Problems and External Libraries:

This feature was quite straight forward to implement with resources from PBR 6.4 on Realistic Cameras and Lecture 20 on Optics and Cameras. There are no external libraries required, and only a few new lines of code on top of the already implemented shell of the perspective camera.

Images as Textures

Relevant code:

• src/imagetexture.cpp
• src/sphere.cpp
• src/lodepng.cpp
• include/nori/lodepng.h

One of the most fundamental features for rendering realistic images is using images as textures. With the new Texture class ImageTexture this is now possible. You can simply include the Texture Type "image_texture" with name "albedo" under a BSDF in the scene file and the texture will be added.

Example Usage:
<texture type="image_texture" name="albedo">
<string name="filename" value="image.png" />
<vector name="scale" value="1.0 1.0" />
<string name="wrap" value="repeat" />
</texture>

Implementation and Validation:

This is accomplished with a two-step process. First, on initialization, the lodepng library will read the image texture and convert it into a Color3f matrix. Next, whenever the BSDF is evaluated, it will make a call to the ImageTexture's eval() function with the corresponding uv coordinates. The ImageTexture will then consider the scale of the image, as well as the wrap technique (clamp or repeat) to return the corresponding color.
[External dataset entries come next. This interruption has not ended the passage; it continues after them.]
PR #9878, opened 2020-09-02
[DBPW 4/X] Update DB engine to support v4 and v5 interfaces with password policies

pcman312:
# Overview

Updates the combined database secrets engine to serve both Database v5 and v4 interfaces. Most of the logic is located in `versioning.go`. This adds a new type: `databaseVersionWrapper` that is essentially a one-of type. It can either contain the v4 Database type or a v5 Database type. It should never contain both. This is then used everywhere the v4 Database was previously referenced in order to switch on the version of the interface. This was the simplest approach I could come up with since the two Database interfaces don't have useful overlap that would allow us to define a shared interface.

If using the v5 interface, this also supports using password policies for password generation. Setting `password_policy=<string>` when configuring the database will use the specified password policy for password generation. This is a change in current behavior. In the v4 Database, the database plugin is responsible for generating passwords for dynamic & static users, as well as the root user. In the v5 Database, this responsibility is handled by Vault such that passwords are generated in Vault & passed into the plugin's functions.

- [Database v4](https://github.com/hashicorp/vault/blob/master/sdk/database/dbplugin/)
- [Database v5](https://github.com/hashicorp/vault/blob/master/sdk/database/newdbplugin/)

# PR Size
This PR looks huge (20k+ lines!) but it's actually much smaller. Most of those lines are from vendoring:
```
$ git diff --stat dbpw-03-plugin dbpw-04-engine -- :/\!vendor\/\*
 builtin/logical/database/backend.go                 |  38 +++---
 builtin/logical/database/backend_test.go            |   6 +-
 builtin/logical/database/mocks_test.go              | 101 +++++++++++++++
 builtin/logical/database/path_config_connection.go  |  49 ++++---
 builtin/logical/database/path_creds_create.go       |  16 +--
 builtin/logical/database/path_rotate_credentials.go |  59 +++++----
 builtin/logical/database/rollback.go                |  26 +---
 builtin/logical/database/rollback_test.go           |  16 +--
 builtin/logical/database/rotation.go                |  19 +--
 builtin/logical/database/secret_creds.go            |  40 +++---
 builtin/logical/database/versioning.go              | 292 ++++++++++++++++++++++++++++++++++++++++++
 builtin/logical/database/versioning_large_test.go   | 310 +++++++++++++++++++++++++++++++++++++++++++++
 builtin/logical/database/versioning_test.go         | 666 ++++++++++++++++++++++++++++++++++++++++++++++++++++++++++++++++++++++++++++++++++++++++++++++++
 go.mod                                              |   2 +-
 go.sum                                              |   4 +
 vault/plugin_catalog.go                             |  18 ++-
 16 files changed, 1520 insertions(+), 142 deletions(-)
```

# Prerequisites
- [ ] https://github.com/hashicorp/vault/pull/9745 merged
- [ ] Change base branch to `master`
- [ ] Rebased against `master`

# Related PRs


builtin/logical/database/backend.go
```diff
@@ -30,7 +29,7 @@ const (
 
 type dbPluginInstance struct {
 	sync.RWMutex
-	dbplugin.Database
+	database databaseVersionWrapper
```
calvn, line 32: Wouldn't this make `dbPluginInstance` lose all the methods that it inherited from the embedded interface before this change?

builtin/logical/database/versioning.go
```diff
@@ -0,0 +1,292 @@
...
+	"github.com/hashicorp/vault/helper/random"
+	"github.com/hashicorp/vault/sdk/database/dbplugin"
+	"github.com/hashicorp/vault/sdk/database/newdbplugin"
+	"github.com/hashicorp/vault/sdk/helper/pluginutil"
+	"github.com/hashicorp/vault/sdk/logical"
+)
+
+type databaseVersionWrapper struct {
+	database       newdbplugin.Database
+	legacyDatabase dbplugin.Database
```
calvn, line 19: Even though there's the intent to leave the v4 nomenclature out out of code references, I think that terms like legacy, old, new, or similar have its own set of problems too. If we were to introduce the next iteration of database plugins (which is unlikely but not impossible), this terminology might make things confusing as it would be come the "legacy" database, and the `legacyDatabase` is really a `oldLegacyDatabase`, which would be just as ambiguous if not more so.

builtin/logical/database/backend.go
calvn: Ah, we expose equivalent helpers for these methods instead of calling them directly.

builtin/logical/database/versioning.go
```diff
@@ -0,0 +1,292 @@
...
+		return defaultPasswordGenerator.Generate(ctx, rand.Reader)
+	}
+	return generator.GeneratePasswordFromPolicy(ctx, passwordPolicy)
+}
+
+// /////////////////////////////////////////////////////////////////////////////////
+// Change new user
+// /////////////////////////////////////////////////////////////////////////////////
+
+func createUser(ctx context.Context, dbw databaseVersionWrapper, pg passwordGenerator, statements dbplugin.Statements, displayName, roleName string, expiration time.Time, passwordPolicy string) (username, password string, err error) {
```
calvn, line 112: Can we make these funcs be part of `dbPluginInstance's` methods?

builtin/logical/database/versioning.go
pcman312: Unfortunately I don't have a good way of differentiating between versions other than referring to the gRPC version number. I've switched this over to using that nomenclature within the version wrapping struct since it has more forwards compatibility.

builtin/logical/database/versioning.go
pcman312: This has been put into a separate wrapper struct in `version_wrapper.go` rather than on the `dbPluginInstance`.

vault/plugin_catalog.go
```diff
@@ -66,7 +66,19 @@ func (c *Core) setupPluginCatalog(ctx context.Context) error {
...
 	{
-		// Attempt to run as database plugin
+		// Attempt to run as database V5 plugin
+		client, err := newdbplugin.NewPluginClient(ctx, nil, plugin, log.NewNullLogger(), true)
+		if err == nil {
+			// Close the client and cleanup the plugin process
+			client.Close()
+			return consts.PluginTypeDatabase, nil
+		} else {
+			logger.Warn(fmt.Sprintf("received %s attempting as db plugin, attempting as auth/secret plugin", err))
```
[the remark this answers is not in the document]
pcman312: 👍 Moved Database type checking into its own function

builtin/logical/database/version_wrapper.go
```diff
@@ -0,0 +1,272 @@
...
+		return nil, fmt.Errorf("no underlying database specified")
+	}
+
+	// v5 Database
+	if d.isNewDB() {
+		_, err := d.v5.UpdateUser(ctx, req)
+		return nil, err
+	}
+
+	// /////////////////////////////////////////////
```
calvn, line 119:
```suggestion
```

vault/plugin_catalog.go
```diff
@@ -104,6 +97,28 @@ func (c *PluginCatalog) getPluginTypeFromUnknown(ctx context.Context, logger log
...
+
+	v4Client, err := dbplugin.NewPluginClient(ctx, nil, plugin, log.NewNullLogger(), true)
+	if err == nil {
+		// Close the client and cleanup the plugin process
+		v4Client.Close()
+		return nil
+	}
+	merr = multierror.Append(merr, err)
+
+	return merr
```
calvn, line 119: This ensures that we return a `nil` value and not an interface that's `*multierror.Error` with a nil value.

```suggestion
	return merr.ErrorOrNil()
```

vault/plugin_catalog.go
```diff
@@ -104,6 +97,28 @@ func (c *PluginCatalog) getPluginTypeFromUnknown(ctx context.Context, logger log
...
+func isDatabasePlugin(ctx context.Context, plugin *pluginutil.PluginRunner, logger log.Logger) error {
+	merr := &multierror.Error{}
+	// Attempt to run as database V5 plugin
+	v5Client, err := newdbplugin.NewPluginClient(ctx, nil, plugin, log.NewNullLogger(), true)
+	if err == nil {
+		// Close the client and cleanup the plugin process
+		v5Client.Close()
+		return nil
+	}
+	merr = multierror.Append(merr, err)
```
calvn, line 109: Does the error from there indicate which database version was attempted? If not, might be useful to wrap the error message with this bit of info.

vault/plugin_catalog.go
```diff
@@ -64,18 +64,11 @@ func (c *Core) setupPluginCatalog(ctx context.Context) error {
...
-			client.Close()
-			return consts.PluginTypeDatabase, nil
-		} else {
-			logger.Warn(fmt.Sprintf("received %s attempting as db plugin, attempting as auth/secret plugin", err))
-		}
+	err := isDatabasePlugin(ctx, plugin, logger)
+	if err == nil {
+		return consts.PluginTypeDatabase, nil
 	}
+	logger.Warn(fmt.Sprintf("received %s attempting as db plugin, attempting as auth/secret plugin", err))
```
calvn, line 71: The error might look a bit off in here now since it can be a multierror, so consider appending error to the end of the string. https://play.golang.org/p/rOofMYebB2d

builtin/logical/database/versioning_large_test.go
```diff
@@ -0,0 +1,317 @@
...
+				Storage:   config.StorageView,
+			})
+
+			// Generate credentials
+			req = &logical.Request{
+				Operation: logical.ReadOperation,
+				Path:      fmt.Sprintf("creds/%s", dynamicRoleName),
+				Storage:   config.StorageView,
+			}
+			ctx, cancel = context.WithTimeout(context.Background(), 2*time.Second)
```
calvn, line 159: Could context cancelation due to timeout mask a request/operation that would have failed otherwise? https://play.golang.org/p/5iqBODFFFoC

builtin/logical/database/path_rotate_credentials.go
```diff
@@ -106,49 +103,48 @@ func (b *databaseBackend) pathRotateCredentialsUpdate() framework.OperationFunc
...
+		if err != nil {
+			return nil, err
 		}
 
+		b.deleteWal(ctx, req.Storage, walID)
 		return nil, nil
 	}
 }
 
+func (b *databaseBackend) deleteWal(ctx context.Context, storage logical.Storage, walID string) {
```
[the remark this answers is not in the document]
pcman312: Done. I think at one point I had this doing more but it's not useful as a separate function any more.

builtin/logical/database/rollback.go
```diff
@@ -73,13 +73,13 @@ func (b *databaseBackend) walRollback(ctx context.Context, req *logical.Request,
...
 // rollbackDatabaseCredentials rolls back root database credentials for
-// the connection associated with the passed WAL entry. It will creates
+// the connection associated with the passed WAL entry. It will create
 // a connection to the database using the WAL entry new password in
 // order to alter the password to be the WAL entry old password.
 func (b *databaseBackend) rollbackDatabaseCredentials(ctx context.Context, config *DatabaseConfig, entry rotateRootCredentialsWAL) error {
 	// Attempt to get a connection with the WAL entry new password.
 	config.ConnectionDetails["password"] = entry.NewPassword
-	dbc, err := b.GetConnectionWithConfig(ctx, entry.ConnectionName, config)
+	db, err := b.GetConnectionWithConfig(ctx, entry.ConnectionName, config)
```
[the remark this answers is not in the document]
pcman312: Done

builtin/logical/database/version_wrapper.go
```diff
@@ -0,0 +1,272 @@
+package database
+
+import (
+	"context"
+	"crypto/rand"
+	"fmt"
+
+	"google.golang.org/grpc/codes"
+	"google.golang.org/grpc/status"
+
```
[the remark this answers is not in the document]
pcman312: Done

builtin/logical/database/version_wrapper.go
pcman312: Done

vault/plugin_catalog.go
pcman312: Fixed

vault/plugin_catalog.go
pcman312: I ended up keeping this warning since it was there in the previous version, however I don't think this message makes sense as a warning. Every plugin goes through this path, and if the plugin isn't a database plugin you're going to get a warning saying the plugin isn't a database plugin. What do you think of changing this to a debug (or trace?) log? I'm also tempted to not include the error message at all as I'm skeptical that it's useful in this context. Thoughts?

vault/plugin_catalog.go
pcman312: It does not but that's because the error will only be returned if both v5 and v4 fail.

Holding off on doing anything with this until we figure out what to do with the log message that this error is used in.

builtin/logical/database/versioning_large_test.go
pcman312: As far as I know, a timeout could occur prior to a non-timeout error being returned. In this case, the `err` from `HandleRequest` will be non-nil and be caught by `assertErrIsNil`. I can't think of a way that a timeout would occur that we don't get an error back. The example you have requires that the context cancellation (in this case due to the timeout) doesn't return an error which as far as I can tell isn't the behavior of any of the handlers. Ultimately the timeouts here are to help ensure the test doesn't sit there and do nothing for an extended period of time.

builtin/logical/database/version_wrapper.go
calvn: Did you end up pushing new changes? I still see this on the latest commit.

vault/plugin_catalog.go
calvn: Did you end up pushing new changes? I still see this on the latest commit.

builtin/logical/database/version_wrapper.go
pcman312: Just got pushed.

vault/plugin_catalog.go
pcman312: Just got pushed

vault/plugin_catalog.go
calvn: `getPluginTypeFromUnknown` shouldn't be called that often -- once when setting up the plugin catalog if a plugin has not been upgraded yet, and when a plugin with unknown type is added to the catalog (which shouldn't happen since we're now [enforcing the type](https://www.vaultproject.io/api-docs/system/plugins-catalog#register-plugin) to be provided via the API). The latter is more of a backward compat behavior, so new plugin registration operation shouldn't be hitting this path.

pcman312: For posterity:
@calvn & I talked offline and agreed that we should keep this as a warning, but move it to the end of the function if we are unable to determine the type of the plugin. I also changed it so the message is a bit more descriptive differentiating between an unknown type vs one that isn't recognized by this particular function. That will help guard against adding new types to the `logical.BackendType` enum.

vault/plugin_catalog.go
pcman312: Wrapped the error to indicate which error failed on which database version. This will bubble up to the log message referenced in the next comment thread.

builtin/logical/database/version_wrapper.go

All images in this section are shot with the same plane.obj, uv image texture, and camelhead.obj or analytical sphere. The scenes also use a single point light. However, note that Nori takes the parameter power for a point light while Mitsuba uses intensity, resulting in slightly different colors and light intensity. This does not matter for the image-texture comparison, as we are just validating the mapping from uv position to image texture. The Nori scenes can be found at scenes/val/imagetextures/*.xml and the Mitsuba scenes at scenes/mitsuba/imagetexture/*.xml.

Sphere Comparison with Wrap = Repeat and Scale = (1,1)

Mesh Comparison with Wrap = Repeat and Scale = (1,1)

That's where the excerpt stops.